◆ **EXERCISE DIRECTIONS**: Exact copies of all the records are the expected output.

Saved data entries:
····················
PR #152, opened 2022-12-14
GoEmotions disclaimer

koaning:
Figured I'd add a disclaimer. It's a great tutorial to show how a CSV works, but it's not a model I'd be comfortable putting into production.

### DIFF
--- a/tutorials/textcat_goemotions/README.md
+++ b/tutorials/textcat_goemotions/README.md
@@ -2,7 +2,10 @@
 
 # 🪐 spaCy Project: Categorization of emotions in Reddit posts (Text Classification)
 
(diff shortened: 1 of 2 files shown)


koaning:
I accidentally used `>` to overwrite the original README. Sorry about that!

adrianeboyd:
I'm not sure all the README generation works as intended in the first place. It seems to clobber when I try it out, so it might not be you.

adrianeboyd:
Ah, fun, `smart-open` broke on Monday. This is fixed in all my various v3.x backports releases, so it will be fixed in spacy very soon.

polm (approved):
Looks good to me, thanks for adding this! 

Additionally, the README generation seems to work fine when I use the `.github/update_docs.py` script.

PR #154, opened 2022-12-19
Span labeling datasets

kadarakos:
Data sets, preprocessing, unseen/seen split and analysis utilities for the technical report.


kadarakos:
The open question that remain:

1. Whether to include the large silver `WikiNeural` dataset. I did not find the results in the original paper encouraging enough for the inclusion.
2. Whether to include `FiNER` since the `spaCy` `ner` pipelines don't really work well on it.
3. Where did the `Toxic Spans` disappear? We do have the `scripts/toxic_spans.py` preprocessing script, but the data set is missing.
4. Should we include the MIT Restaurants since its already used in the `SpanRuler` tutorial? https://github.com/explosion/projects/pull/151

kadarakos:
>     3. Where did the `Toxic Spans` disappear? We do have the `scripts/toxic_spans.py` preprocessing script, but the data set is missing.

Oh, nvm the Toxic Spans is a nice data set, but has a large annotator disagreement, which is interesting, but at this time we are not sure what to do with that.

kadarakos:
> Let's include #4 but leave out the rest?

Thanks for calling it, I think its the right move, I was just sad to have so little amount of data sets in there. I hope we will add a couple more soonish!

ljvmiranda921 (approved):

pmbaumgartner:
On macOS, I get an issue with the `iconv` commands running the `unpack-conll` step. I think this is because `iconv` on macOS doesn't have a `-o` flag. 

In addition, I'm not sure if `iconv` is a dependency Windows users will have. Is there a python-based way to do these encoding conversions?

benchmarks/span-labeling-datasets/project.yml
```diff
@@ -0,0 +1,501 @@
...
+    - "convert-archaeo-spans"
+    - "convert-anem-ents"
+    - "convert-anem-spans"
+    - "preprocess-restaurant"
+    - "convert-restaurant-ents"
+    - "convert-restaurant-spans"
+    - "inspect-restaurant"
+
+assets:
+  # WNUT17 https://aclanthology.org/W17-4418/
```
pmbaumgartner, line 64: I think it would be nice to put these URLs in the `description` field per-asset, that way they get included in the description in the README when you do `spacy project document`, and they aren't hidden in the `project.yml` file.

svlandeg:
> On macOS, I get an issue with the `iconv` commands running the `unpack-conll` step. I think this is because `iconv` on macOS doesn't have a `-o` flag.
> 
> In addition, I'm not sure if `iconv` is a dependency Windows users will have. Is there a python-based way to do these encoding conversions?

Can we set up some tests so this would get caught automatically?

kadarakos:
> On macOS, I get an issue with the `iconv` commands running the `unpack-conll` step. I think this is because `iconv` on macOS doesn't have a `-o` flag.
> 
> In addition, I'm not sure if `iconv` is a dependency Windows users will have. Is there a python-based way to do these encoding conversions?

Replaced the `gzip`, `tar` and `iconv` with `python` functions to be safe. I guess on Windows `mv` doesn't work either?

pmbaumgartner:
> Replaced the `gzip`, `tar` and `iconv` with `python` functions to be safe. I guess on Windows `mv` doesn't work either?

I'm not sure. I usually use a bunch of stuff from [`shutil`](https://docs.python.org/3/library/shutil.html) just to be safe when doing these sort of things.

svlandeg:
Again, we should set up a test that catches this, as the CI runs on both Windows and Linux.

svlandeg:
> Again, we should set up a test that catches this, as the CI runs on both Windows and Linux.

@ljvmiranda921 : is this something you can help look into, with Akos currently on holiday?

ljvmiranda921:
Sure!

ljvmiranda921:
I updated the following:
- Updated the descriptions for each asset, and regenerating the README.md
- Added a test that runs the whole pipeline (it passes now)
- Run formatting tools to the codebase

Let me know if there's anything I should change! 🙇

benchmarks/span-labeling-datasets/scripts/preprocess.py
```diff
@@ -0,0 +1,30 @@
...
+from wasabi import msg
+
+
+def preprocess(
+    input_path: Path, output_path: Path, *, strip_digits: bool = False
+) -> None:
+    """
+    Helper function to canonicalize all datasets into the same ConLL format.
+    """
+    with input_path.open(encoding="utf-8") as f:
```
ljvmiranda921, line 14: Added encoding here so that `UnicodeDecodeError` doesn't occur for Windows. Same goes for file output

benchmarks/span-labeling-datasets/test_span_labeling_datasets.py
```diff
@@ -0,0 +1,10 @@
+from pathlib import Path
+
+from spacy.cli.project.assets import project_assets
+from spacy.cli.project.run import project_run
+
+
+def test_span_labeling_datasets():
```
ljvmiranda921, line 7: The test runs the whole workflow

ljvmiranda921 (commented):
I updated the following:

- Updated the descriptions for each asset, and regenerating the README.md
- Added a test that runs the whole pipeline (it passes now)
- Run formatting tools to the codebase
- Let me know if there's anything I should change! 🙇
····················
◆ **RESULT OF THE TASK**:
PR #152, opened 2022-12-14
GoEmotions disclaimer

koaning:
Figured I'd add a disclaimer. It's a great tutorial to show how a CSV works, but it's not a model I'd be comfortable putting into production.

### DIFF
--- a/tutorials/textcat_goemotions/README.md
+++ b/tutorials/textcat_goemotions/README.md
@@ -2,7 +2,10 @@
 
 # 🪐 spaCy Project: Categorization of emotions in Reddit posts (Text Classification)
 
(diff shortened: 1 of 2 files shown)


koaning:
I accidentally used `>` to overwrite the original README. Sorry about that!

adrianeboyd:
I'm not sure all the README generation works as intended in the first place. It seems to clobber when I try it out, so it might not be you.

adrianeboyd:
Ah, fun, `smart-open` broke on Monday. This is fixed in all my various v3.x backports releases, so it will be fixed in spacy very soon.

polm (approved):
Looks good to me, thanks for adding this! 

Additionally, the README generation seems to work fine when I use the `.github/update_docs.py` script.

PR #154, opened 2022-12-19
Span labeling datasets

kadarakos:
Data sets, preprocessing, unseen/seen split and analysis utilities for the technical report.


kadarakos:
The open question that remain:

1. Whether to include the large silver `WikiNeural` dataset. I did not find the results in the original paper encouraging enough for the inclusion.
2. Whether to include `FiNER` since the `spaCy` `ner` pipelines don't really work well on it.
3. Where did the `Toxic Spans` disappear? We do have the `scripts/toxic_spans.py` preprocessing script, but the data set is missing.
4. Should we include the MIT Restaurants since its already used in the `SpanRuler` tutorial? https://github.com/explosion/projects/pull/151

kadarakos:
>     3. Where did the `Toxic Spans` disappear? We do have the `scripts/toxic_spans.py` preprocessing script, but the data set is missing.

Oh, nvm the Toxic Spans is a nice data set, but has a large annotator disagreement, which is interesting, but at this time we are not sure what to do with that.

kadarakos:
> Let's include #4 but leave out the rest?

Thanks for calling it, I think its the right move, I was just sad to have so little amount of data sets in there. I hope we will add a couple more soonish!

ljvmiranda921 (approved):

pmbaumgartner:
On macOS, I get an issue with the `iconv` commands running the `unpack-conll` step. I think this is because `iconv` on macOS doesn't have a `-o` flag. 

In addition, I'm not sure if `iconv` is a dependency Windows users will have. Is there a python-based way to do these encoding conversions?

benchmarks/span-labeling-datasets/project.yml
```diff
@@ -0,0 +1,501 @@
...
+    - "convert-archaeo-spans"
+    - "convert-anem-ents"
+    - "convert-anem-spans"
+    - "preprocess-restaurant"
+    - "convert-restaurant-ents"
+    - "convert-restaurant-spans"
+    - "inspect-restaurant"
+
+assets:
+  # WNUT17 https://aclanthology.org/W17-4418/
```
pmbaumgartner, line 64: I think it would be nice to put these URLs in the `description` field per-asset, that way they get included in the description in the README when you do `spacy project document`, and they aren't hidden in the `project.yml` file.

svlandeg:
> On macOS, I get an issue with the `iconv` commands running the `unpack-conll` step. I think this is because `iconv` on macOS doesn't have a `-o` flag.
> 
> In addition, I'm not sure if `iconv` is a dependency Windows users will have. Is there a python-based way to do these encoding conversions?

Can we set up some tests so this would get caught automatically?

kadarakos:
> On macOS, I get an issue with the `iconv` commands running the `unpack-conll` step. I think this is because `iconv` on macOS doesn't have a `-o` flag.
> 
> In addition, I'm not sure if `iconv` is a dependency Windows users will have. Is there a python-based way to do these encoding conversions?

Replaced the `gzip`, `tar` and `iconv` with `python` functions to be safe. I guess on Windows `mv` doesn't work either?

pmbaumgartner:
> Replaced the `gzip`, `tar` and `iconv` with `python` functions to be safe. I guess on Windows `mv` doesn't work either?

I'm not sure. I usually use a bunch of stuff from [`shutil`](https://docs.python.org/3/library/shutil.html) just to be safe when doing these sort of things.

svlandeg:
Again, we should set up a test that catches this, as the CI runs on both Windows and Linux.

svlandeg:
> Again, we should set up a test that catches this, as the CI runs on both Windows and Linux.

@ljvmiranda921 : is this something you can help look into, with Akos currently on holiday?

ljvmiranda921:
Sure!

ljvmiranda921:
I updated the following:
- Updated the descriptions for each asset, and regenerating the README.md
- Added a test that runs the whole pipeline (it passes now)
- Run formatting tools to the codebase

Let me know if there's anything I should change! 🙇

benchmarks/span-labeling-datasets/scripts/preprocess.py
```diff
@@ -0,0 +1,30 @@
...
+from wasabi import msg
+
+
+def preprocess(
+    input_path: Path, output_path: Path, *, strip_digits: bool = False
+) -> None:
+    """
+    Helper function to canonicalize all datasets into the same ConLL format.
+    """
+    with input_path.open(encoding="utf-8") as f:
```
ljvmiranda921, line 14: Added encoding here so that `UnicodeDecodeError` doesn't occur for Windows. Same goes for file output

benchmarks/span-labeling-datasets/test_span_labeling_datasets.py
```diff
@@ -0,0 +1,10 @@
+from pathlib import Path
+
+from spacy.cli.project.assets import project_assets
+from spacy.cli.project.run import project_run
+
+
+def test_span_labeling_datasets():
```
ljvmiranda921, line 7: The test runs the whole workflow

ljvmiranda921 (commented):
I updated the following:

- Updated the descriptions for each asset, and regenerating the README.md
- Added a test that runs the whole pipeline (it passes now)
- Run formatting tools to the codebase
- Let me know if there's anything I should change! 🙇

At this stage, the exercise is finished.